[[ Source records, beginning ]]

PR #15210, opened 2026-08-25
🎬 test: Record-Once/Replay-Forever Model Fixtures for Mock E2E

danny-avila:
## Summary

The mock e2e lane's only credential-free model is a hand-authored script: [`fake-model.js`](e2e/setup/fake-model.js) decides responses from ~60 `E2E_*` prompt markers. That covers scripted shapes well, but no scenario replays a **real recorded provider conversation** through the assembled chain, so real streaming shapes — provider chunk cadence, reasoning deltas, usage metadata — are only ever approximated.

This adds a record-once/replay-forever tier alongside the existing marker routing.

## How it works

**Record** (`E2E_MODEL_FIXTURES=record`, needs a provider key) — the run hook appends a LangChain callback handler to every agent context's `clientOptions.callbacks` *instead of* overriding the model, so the **real provider** streams while each invocation's `AIMessageChunk`s serialize to `e2e/fixtures/model-replay/<name>.jsonl`: text deltas, `tool_call_chunks`, reasoning kwargs, and genuine usage metadata. Only the latest human text is recorded for binding — system prompts and tool schemas never enter the fixture.

**Replay** (default, keyless) — `fake-model.js` consults `tryBindReplay` ahead of marker routing, binding a conversation whose prompt matches the next unconsumed invocation.

The replaying model is **not hand-assigned**. It is registered as SDK provider `librechat-e2e-replay` via the agents package's `registerProvider`, then constructed through the SDK's own `initializeModel` — registry lookup, constructor `clientOptions` (carrying model-bound callbacks the way `withModelCallbacks` does), and real `bindTools` over the run's tools. Recorded chunks therefore stream through the same machinery a live provider drives: `createRun` → registered provider model → graph → SSE → persistence. This is the first in-tree use of that registration seam.

**Consumption is enforced, not assumed.** Every invocation re-checks its prompt against the recording; an invocation past the end of the script throws (over-consumption fails loud inside the turn); and a per-fixture ledger lets the spec assert at teardown that every recorded invocation and chunk was drained. Streaming incrementality is asserted from that ledger — never by sampling transient DOM, which is a race by construction.

## Blast radius

The credential-free profile is unchanged when not recording. The record provider and its `modelSpecs.addedEndpoints` entry are template markers that stay comments, so no live endpoint is ever added to the keyless profile. No existing spec's routing is touched: a fixture only binds on an exact prompt match, and everything else falls through to the markers as before.

## Verification

| Check | Result |
|---|---|
| Record against the real DeepSeek API, driven through the browser | **1 passed** (15.2s) |
| Keyless replay | **1 passed** (11.4s) |
| Keyless replay, repeat run (determinism) | **1 passed** (12.7s) |
| Keyless replay, post-rebase onto `dev` | **1 passed** (14.1s) |
| Consumption ledger | 2/2 invocations, 10/10 chunks, 0 overruns, 0 prompt mismatches |
| Existing mock specs (`app-load`, `completion`, `chat`) | **10 passed**, unchanged |

The committed fixture was recorded against `deepseek-chat` and audited for credential-shaped strings (none).

```bash
E2E_MODEL_FIXTURES=record E2E_MODEL_FIXTURE_NAME=deepseek-two-turn E2E_RECORD_PROVIDER_API_KEY=<key> npx playwright test --config=e2e/playwright.config.mock.ts model-replay
```

Replay is the same command with no env at all.

## Notes / follow-ups

- A **tool-call turn** is serialized (`tool_call_chunks` round-trip) but not yet proven by a recorded agent-with-tools fixture — worth adding when a tool scenario needs real provider shapes.
- One live binding per fixture per server process, so scenarios sharing a fixture must not run concurrently.
- `E2E_RECORD_PROVIDER_BASE_URL` / `E2E_RECORD_PROVIDER_MODEL` override the recording target; it defaults to DeepSeek.

Prior art: DeepSeek Harness's [keyless browser e2e lane note](https://github.com/deepseek-ai/deepseek-harness/blob/b150a551b8d465e31e418e1b2eaf5e79bbb7d28e/.agents/notes/implemented/testing/2026-07-24-web-gui-browser-e2e-lane.md#L55) surveyed LibreChat (among others) and observed that no surveyed project replays a recorded agent-event log through the real backend for UI tests. This closes that gap on our side.


danny-avila:
@codex review

danny-avila:
Fixed in `4440b6b5a4` — the P2 is real and the reasoning was exactly right.

`replayState` is process-global while the web server outlives a Playwright retry, so a fully consumed cursor left the retry unable to bind its first prompt: fall-through to marker routing, deterministic failure, both CI retries burned. A *partially* consumed attempt failed the same way (retry's prompt 1 wouldn't match `invocations[1]`).

Binding now restarts the fixture when the incoming prompt matches its first recorded invocation, resetting the ledger alongside the cursor so the new attempt is judged on its own consumption rather than accumulating the previous attempt's counts (otherwise a retry would report 4/2 invocations and fail the teardown assert instead).

Continuing an in-progress binding still outranks restarting, so a fixture whose opening prompt repeats later in the script advances rather than rewinding to the top. The over-consumption guard is untouched — it fires inside the stream when the cursor passes the end, not at bind time.

Verified by simulating the retry against a live server process:

| Scenario | Result |
|---|---|
| Attempt 1 fully consumes, retry rebinds | binds, replays byte-identical text |
| Retry ledger | 2/2 invocations, 10/10 chunks (not double-counted) |
| Attempt fails mid-run after turn 1, retry rebinds | binds from the top |
| Over-consumption past end of script | still throws |
| `model-replay` e2e after the fix | 1 passed (13.6s) |

@codex review

danny-avila:
All three fixed in `d734d36f52` — every one was real.

**1. Reset the recorder before a retry** (`model-replay.js`) — correct, and the same class of bug as round 1 on the record side, which my cursor fix didn't touch. Recording now truncates and restarts when the opening prompt reappears, mirroring the replay rule (and carrying the same documented caveat about a script that legitimately repeats its first prompt).

**2. Preserve the binding after the final invocation** — the sharpest of the three, because it silently weakened the invariant this PR advertises. An extra user turn found no next invocation, fell through to marker routing, and got a mock reply, so the overrun guard never ran and the drained ledger still passed. Such a conversation is now recognized by its human turns opening with the fixture's recorded prompts and stays bound, so the stream raises the overrun. Precedence is explicit: continuing an in-progress binding > restarting > retaining a consumed one, so a retry's fresh conversation rewinds instead of being read as an extra turn. (The guard was never wholly dead — it still fired for intra-turn over-consumption, e.g. a tool-call round trip — but the extra-turn path was exactly as described.)

**3. Validate the fixture record mode wrote** (`model-replay.spec.ts`) — real false-green: another `E2E_MODEL_FIXTURE_NAME` wrote elsewhere while assertions read the committed file, and with fixed prompts the stale answers can match. The spec now reads the env-selected name in record mode.

Verified against a live process:

| Check | Result |
|---|---|
| Extra turn on a consumed conversation | binds (previously fell through) → overrun throws, recorded in ledger |
| Unrelated new conversation vs consumed fixture | still refused |
| Round-1 retry rebind | still works, ledger reset |
| Recorder retry | truncates and restarts — invocation indices `[0]`, not `[0,1,2]` |
| `model-replay` e2e | 1 passed (13.1s) |

@codex review

danny-avila:
All five new findings fixed in `bda398319a`. Every one was real, and three shared a root cause worth naming: round 2's fixes assumed **one model invocation per user turn**, which a tool round trip breaks.

**Identify retries without the prompt** (`:198`) — exactly right, and it would have broken recording for any tool-using conversation. Restart detection moved into `installRecorder`, which runs once per `createRun`: a turn whose history holds no prior human message begins a conversation. Prompt equality is gone.

**Match consumed bindings by human turns** (`:110`) — right; `[A, A, B]` vs `[A, B, C]` failed on both length and elements. Fixtures now carry a collapsed turn sequence, and the comparison uses it. I first confirmed empirically that `context.messages` really does carry full history (turn 2 arrives as `[human, ai, human]`), since the whole approach rests on that.

**Apply the replay model to subagents** (`:536`) — right, and it's the one that could have escaped the keyless boundary: an unbound child would issue a real provider request. Now mirrors the `setSubagentModelOverride` pattern the existing subagent paths use.

**Reject ambiguous prompt matches** (`:510`) — right, filesystem-order dependent. Now collects all matches and throws when more than one binds. Writing the test for this surfaced a related bug you didn't flag: the registry keyed fixtures by the recorded `meta.name`, so two files could silently collapse onto one entry and one ledger. Fixture identity is now the file name — what the env var, the spec, and the ledger path all already use.

**Prove the fixture was freshly rewritten** (spec `:100`) — right. The spec now deletes the selected fixture before driving, so a run whose hook never installed the recorder fails rather than greening against a stale artifact.

The two re-posted findings from round 2 (`:271`, `:526`) are addressed by `d734d36f52` at different call sites than the flagged lines — the recorder restart moved to `handleChatModelStart`/`installRecorder`, and the consumed binding to the `else if` branch. Both are covered by tests below.

| Check | Result |
|---|---|
| Tool round trip within one turn | keeps both invocations (was truncating) |
| Retry after tool turn | truncates and restarts → `[0]` |
| Turn 2 of same conversation | appends, no truncation |
| Tool fixture `[A,A,B]`, extra turn | binds → overrun guard fires |
| Two fixtures sharing a prompt | rejected loudly |
| Subagent override | applied, same model instance |
| Round-1 retry rebind / unrelated refusal | still hold |
| `model-replay` e2e replay | 1 passed (13.0s) |
| `model-replay` e2e record, real API | 1 passed (15.9s) |

9/9 on the targeted suite. The fixture is re-recorded (the deletion proof forced a genuine write) and audited: 2 invocations, 10 chunks, no errors, no credential-shaped strings.

@codex review

danny-avila:
Round 4: one new finding, fixed in `741604dbb7`. The other three are already fixed and I've tested each rather than just asserting it — details below.

## New — Reset repeated prompts at new-conversation boundaries (`:535`)

Real, and a genuine hole in my round-3 work. Exactly as described: with invocations `[A(tool), A(post-tool), B]`, an attempt stopping after the first invocation leaves the cursor on invocation 1, whose text is still `A`. The cursor match fired before the conversation-boundary signal I'd just made available, so a retry resumed *after* the tool call — replaying a different script than was recorded, silently.

A conversation boundary now outranks an in-progress cursor. Continuing still outranks restarting *within* a conversation, so a tool turn advances to its post-tool invocation rather than rewinding on its own repeated prompt. Both directions tested:

| Check | Result |
|---|---|
| Attempt stops after invocation 0, retry (fresh conversation, same prompt) | rewinds to `TOOLCALL` — previously consumed `post-tool` |
| Same turn continuing after the tool result | still advances to `post-tool` |
| Turn 2 of that conversation | binds `B` |

## Already fixed in earlier commits

**`:545` preserve the binding after the final invocation** — fixed in `d734d36f52`; the retaining branch is the `else if (cursor >= invocations.length && conversationDroveFixture(...))` arm, not the flagged line. Test: extra turn on a consumed conversation binds and the overrun guard throws (`over-consumed`), rather than falling through to the fake model.

**`:529` reject ambiguous prompt matches** — fixed in `bda398319a`; the loop collects every match and throws when more than one binds. Test: two fixtures sharing prompt `A` produce `prompt matches 2 fixtures (r4-dupe, r4-tool)`. Note this only became testable once fixture identity moved to the file name in the same commit — previously two files with the same recorded `meta.name` collapsed onto one registry entry.

**spec `:109` prove the fixture was freshly rewritten** — fixed in `bda398319a` via pre-run deletion (`removeFixture(FIXTURE)` before the first prompt is sent). Proof that a stale artifact can no longer green the run:

```
stale fixture readable before: true
after removeFixture, a run that never wrote it throws (poll -> false -> spec fails): true
file gone: true
```

So if the hook fails to load or returns before installing the recorder, there is no file for the poll to read and the spec fails instead of matching stale answers.

## Verification

7/7 on the targeted suite (above, plus unrelated-conversation refusal and subagent override), `model-replay` e2e 1 passed (14.5s), and app-load + completion + chat 10 passed unchanged.

@codex review

danny-avila:
Round 5: two new findings, both real and both fixed in `a4edf938e0`. The other two are re-posts I've already fixed and tested.

## New — Reject continuation matches at conversation starts (`:539`)

Real, and the exact variant I flagged as the risk when I shipped round 4's boundary check: I only treated a fresh conversation *repeating the opening prompt* as a boundary. After `[A, B]` consumed `A`, an unrelated new conversation whose first message was `B` matched the cursor, received the recorded second-turn response, and advanced the shared cursor without ever having driven `A`.

A conversation start may now only **rewind** a partly consumed fixture, never continue it.

| Check | Result |
|---|---|
| Fresh conversation opening with a later prompt | refused (previously bound and consumed) |
| Same-conversation continuation | still binds |
| Fresh conversation opening the fixture | still rewinds (round-4 behavior intact) |

## New — Count content chunks when asserting incrementality (spec `:136`)

Correct, and the sharpest finding of the whole review, because it means the lane's headline claim was not actually being tested. Confirmed against the committed fixture exactly as described:

```
invocation 0  total chunks: 6  content-bearing: 3
invocation 1  total chunks: 4  content-bearing: 1   <- whole answer "52" in one delta
```

`chunkCount > 1` was satisfied by empty initialization and usage-metadata frames. Fixed on both sides: fixtures now track content-bearing chunks separately, the closing prompt asks for prose instead of a number, and record and replay both require several content deltas on that turn. Re-recorded — the closing turn now carries **28 content deltas out of 31 chunks**, so the assertion has teeth:

```
"23 + 29 = 52.  \nAdding the two primes gives an even number because the sum of two odd numbers is always even."
```

## Re-posts (already fixed, evidence below)

**spec `:109` freshness** — fixed in `bda398319a`. `removeFixture(FIXTURE)` runs before the first prompt, so pre-run deletion *is* present. Proof: a stale fixture is readable before the call; after it, `fixtureTurns` throws, the poll's catch returns false, and the spec fails rather than matching stale answers.

**`:529` ambiguous matches** — fixed in `bda398319a`. The loop collects every match and throws when more than one binds; two fixtures sharing a prompt produce `prompt matches 2 fixtures (...)`.

## Verification

3/3 on the new binding tests, record 1 passed (20.3s, real API), replay 1 passed (14.0s), regression slice 10 passed. Fixture re-audited: no credential-shaped strings.

@codex review

danny-avila:
Round 6: four new findings, all real and all fixed. Two of them (`:284`, `:525`) were the third consecutive variant of one root cause, so per the maintainer's call I stopped patching precedence and threaded real identity instead — `99b73312ac` and `a395bb335d`.

## Root fix: bind by conversation, not prompt text

Prompt text was standing in for conversation identity. A tool call repeats a prompt across invocations, a retry repeats it across attempts, and a resume has neither prompt nor history — `createRun` is rebuilt with `messages: []` while state comes from the checkpoint (client.js:4074). Each round's fix in that space created the next gap.

`createRun` now takes a `conversationId` and passes it to the run hook; the controller supplies the value it already uses as the checkpointer's `thread_id`, at both call sites. **21 lines, all additive**, the field is optional and the hook is env-gated.

Binding collapses to ownership:

- **own** — the claiming conversation is back; its cursor is authoritative wherever it stands, so an extra turn reaches the overrun guard and a resume keeps replaying with no prompt to match
- **claim** — a different conversation opening the fixture rewinds and takes it (what a retry looks like)
- **refuse** — everything else

That single rule subsumes the round 4, 5 and 6 precedence fixes. The prompt is still re-checked on every real turn; only a resume, which structurally carries no human message, is exempt. Text-and-history rules remain as a fallback when identity is absent.

One thing my own test caught that the review had not: with ownership fixed, the resume bound correctly and then the *stream's* prompt check rejected it (`recorded "A", received ""`). Fixed in the same commit.

**`:284` recorder** keys on the same identity, so a resume no longer truncates the fixture mid-turn.

**`:299` summarization** — recorder now attaches to `summarizationConfig.config.parameters` as well, so a pruning scenario records the summariser's invocations too.

**`:79` unscoped record mode** — the real hazard of the four. `E2E_MODEL_FIXTURES=record` without a filter sent the *entire* mock suite to the paid endpoint while each conversation rewrote the one fixture. Record mode now matches only this spec: an unfiltered recording run lists **1 test instead of 203**.

## Verification

13/13 on a consolidated suite covering every finding from all six rounds — including `:545` overrun, `:539` cross-conversation refusal, `:525` resume binding *and* consumption, `:529` ambiguity, `:536` subagents, `:284` resume-vs-retry recording, `:299` summarization attachment.

| Check | Result |
|---|---|
| e2e replay (keyless) | 1 passed (13.2s) |
| e2e record (real API) | 1 passed (15.2s) |
| app-load + completion + chat + steering | 24 passed |

Fixture re-recorded and audited: 2 invocations, 44 chunks, 34 content deltas on the prose turn, no errors, no credential-shaped strings.

Note the PR is now cross-package (`api/` + `packages/api/`), so backend CI applies.

@codex review

danny-avila:
Round 7 plus the CI failure, fixed in `c969f71d91`.

## CI failure was mine, and my process caused it

`model-replay.spec.ts` failed all three CI attempts — deterministic, not a flake. The cause was a **process error on my side**: the record run overwrote the fixture *after* the replay check, so the fixture I committed had never been replayed locally. I have re-recorded and replayed in that order, and will keep that order.

The failure itself is a good one. The recorded answer opened with `52. `, which **Markdown renders as an ordered-list marker** — so those characters never appear in the DOM and my substring assertion could not match:

```
- 52. 23 plus 29 equals 52, because 20+30=
+ ...Model: mock-model-a
+ 23 plus 29 equals 52, because 20+30=50 and 3−1=2, giving 50+2=52.
```

Replay was correct throughout — the persisted-text equality assertion above it passed. Only the rendered-text comparison was fragile. Fixed three ways: the closing prompt now asks for prose beginning with a word, a leading enumerator is stripped before matching, and only a prose prefix is compared. The fixture now records *"Because any prime number greater than 2 is odd…"*.

## New findings

**`:225` derived configs discard the record-mode restriction** — correct, and the more serious of the two. `config.redis.ts` and `config.mermaid.ts` spread the mock config and then replace `testMatch`, so `e2e:mock:redis` in record mode would still bill the real provider. A restriction expressed as an overridable value cannot hold, so record mode now refuses any config but the mock one:

```
E2E_MODEL_FIXTURES=record only runs under playwright.config.mock.ts, not e2e/playwright.config.redis.ts
```

**`:240` superseded callbacks write across a reset** — correct. Handlers now carry the recording generation they were installed for and ignore everything from an older one. Writing the test surfaced a related edge you did not flag: attachment deduped on handler *name*, so a graph carried across a restart kept its inert handler and recorded nothing; dedupe is now generation-aware.

| Check | Result |
|---|---|
| Stale handler after reset: invocations / chunks / error entries | none written |
| Retry with a fresh handler | truncates and restarts → `[0]` |
| Consolidated suite (all rounds) | 13/13 |
| Stale-callback suite | 3/3 |
| e2e replay **against the committed fixture** | 1 passed (12.8s) |
| e2e record (real API) | 1 passed (17.7s) |
| app-load + completion + chat | 10 passed |

The three re-posts (`:115` freshness, `:603` ambiguity, `:79` record scoping) are fixed in `bda398319a` and `99b73312ac` with evidence given in earlier comments; `:79` in particular is now superseded by the stronger config-level refusal above.

@codex review

danny-avila:
Round 8: one new finding, fixed in `7d7bffe33c` — and it exposed that my round-6 summarization work was wrong in a way my own test concealed.

## `:339` Replay recorded summarization invocations

Correct, and it is a defect I introduced: I made the recorder capture summarization but replay routes only `graph.overrideModel` and subagents, so a recorded summarization entry takes a fixture slot replay never consumes and the next primary call reads the summariser's chunks.

Investigating it surfaced something worse. The SDK reads **`summarizationConfig.parameters`** (`summarization/node.cjs:147`), not `.parameters` nested under `.config` — so my attachment targeted a shape that does not exist in a real run. It passed review-round testing only because the test constructed the shape my code expected rather than the shape the SDK provides. That is on me, not the reviewer.

Given replay cannot route that model, shipping a half-routed feature is worse than not supporting it. **Recording now fails the moment summarization runs**, naming the reason, with both shapes guarded so the guard cannot miss the way the recorder did:

```
summarization ran during recording, and replay cannot route the summarization model —
its invocations would desynchronise the fixture. Record a scenario that stays under the
context-pruning threshold.
```

Summarization fixtures need replay routing for that model before they can be supported; that is a follow-up, not something to fake here.

## Also fixed: the derived-config guard was broken

The guard I added last round aborted **every** recording run. Playwright workers do not carry `--config`, so the lookup fell through to `process.argv[0]` and reported the node binary as an unexpected config. Caught by running record end-to-end rather than only `--list`. The flag is now located explicitly and its absence means "not the process that parsed the CLI". Both directions re-verified:

```
--config=e2e/playwright.config.redis.ts  ->  refused
--config=e2e/playwright.config.mock.ts   ->  1 test
```

## Verification, in the order that matters

| Stage | Result |
|---|---|
| 1. Record against the real API | 1 passed (15.9s) |
| 2. Replay **against that fixture** | 1 passed (12.5s) |
| 3. app-load + completion + chat | 10 passed |
| Consolidated suite (all rounds) | 15/15 |

The remaining five findings on this commit (`:115`, `:630`, `:98`, `:244`, `:258`) are re-posts of items fixed in `bda398319a`, `99b73312ac` and `c969f71d91`, each with test evidence in the comments above. `:98` and `:244` are now both subsumed by the config-level refusal.

@codex review

danny-avila:
Round 9: two new findings, both real, fixed in `3e22584db5`.

**`-c` config alias** — correct; Playwright documents it and my guard recognised only `--config`. Both spellings and both `=` and space forms are now parsed.

**Alternate fixture names vs the ambiguity check** — the sharpest finding of the round, because it is an interaction between two of my own earlier fixes. Accepting arbitrary `E2E_MODEL_FIXTURE_NAME` values (added for the freshness finding) and refusing ambiguous prompt matches (added for the registry-order finding) are mutually incompatible for a spec with fixed prompts: recording under another name leaves two fixtures sharing those prompts, replay refuses to bind either, and a successful documented recording run disables the very lane it exists to serve. The spec now records only the fixture it owns and says so when asked for another.

Verified across every invocation form:

```
-c e2e/playwright.config.redis.ts            -> refused
--config=e2e/playwright.config.mermaid.ts    -> refused
E2E_MODEL_FIXTURE_NAME=other-name            -> refused, naming the ambiguity
--config=e2e/playwright.config.mock.ts       -> 1 test
```

| Stage | Result |
|---|---|
| Consolidated suite (all rounds) | 15/15 |
| 1. Record against the real API | 1 passed (17.8s) |
| 2. Replay **against that fixture** | 1 passed (13.3s) |

The other five findings on this commit are re-posts already fixed with evidence in the comments above.

## Suggested close

Nine rounds, 23 real findings, all fixed. Rounds 7–9 produced 5 new findings against 18 re-posts, and the new ones are increasingly narrow — the last three were defects introduced by the previous round's fix rather than by the original design.

The lane is in a defensible state: the committed scenario is proven in both modes and re-proven in record→replay order, and every path outside it now fails loudly rather than silently corrupting — unsupported summarization, ambiguous fixtures, unscoped or misdirected record runs, cross-conversation binding, over- and under-consumption. Remaining work is genuine feature scope rather than defects: **HITL fixture support** and **replay routing for the summarization model**, which I would file as follow-ups rather than grow this PR further.

Happy to keep going if the maintainer prefers, but my recommendation is to stop the cycle here.

danny-avila:
Recorded a real tool-call fixture — `f535332f68`. This was the largest unverified path in the lane, and it now works.

## What it proves

One user turn, two model invocations, a real tool in between:

| Invocation | chunks | tool-call chunks | tool | text |
|---|---|---|---|---|
| #0 | 18 | **15** | `remember_fact_mcp_e2e-memory` | — |
| #1 | 17 | 0 | — | `E2E MCP memory noted: the replay lane records tool calls` |

That is the shape a single prompt cannot express, and it is exactly what the turn-vs-invocation distinction in the binding rules was built for. Both invocations share one user prompt; replay advances through them rather than binding once per prompt.

Replay drives the **real tool node** rather than replaying its output — the MCP tool executes again on every keyless run, and the assertion checks its live result rather than a recorded string.

## One real defect it caught

MCP tools reach the model under a server-qualified name (`remember_fact_mcp_e2e-memory`, not `remember_fact`). My first assertion pinned the bare name and failed. Since that qualification has changed before (#14732 stripped redundant server prefixes), the assertions now match the base name as a prefix rather than hardcoding the suffix.

## Growing to two fixtures

The record path needed to support more than one: the config keeps an allowlist so an unknown name is still refused (preserving the round-9 ambiguity protection), record mode collects every replay spec, and each spec records only the fixture it owns and stands down for the others.

| Check | Result |
|---|---|
| Record tool-call (real API) | 1 passed (15.6s) |
| Replay **against that fixture** | 1 passed (13.6s) |
| Ledger | 2/2 invocations, 35/35 chunks, no overruns or mismatches |
| Both replay specs together | 2 passed |
| app-load + completion + chat + mcp-ephemeral | 12 passed |

Fixture audited: no credential-shaped strings.

Remaining follow-ups are unchanged and still deliberately out of scope: HITL fixture support, and replay routing for the summarization model.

[[ Source records, end ]]

* _What is being asked_: Look back at the entries above. Retype the line with "- **refuse** — everything else", the line with "summariser's invocations too.", and all lines in between.

* _Exercise output_:
- **refuse** — everything else

That single rule subsumes the round 4, 5 and 6 precedence fixes. The prompt is still re-checked on every real turn; only a resume, which structurally carries no human message, is exempt. Text-and-history rules remain as a fallback when identity is absent.

One thing my own test caught that the review had not: with ownership fixed, the resume bound correctly and then the *stream's* prompt check rejected it (`recorded "A", received ""`). Fixed in the same commit.

**`:284` recorder** keys on the same identity, so a resume no longer truncates the fixture mid-turn.

**`:299` summarization** — recorder now attaches to `summarizationConfig.config.parameters` as well, so a pruning scenario records the summariser's invocations too.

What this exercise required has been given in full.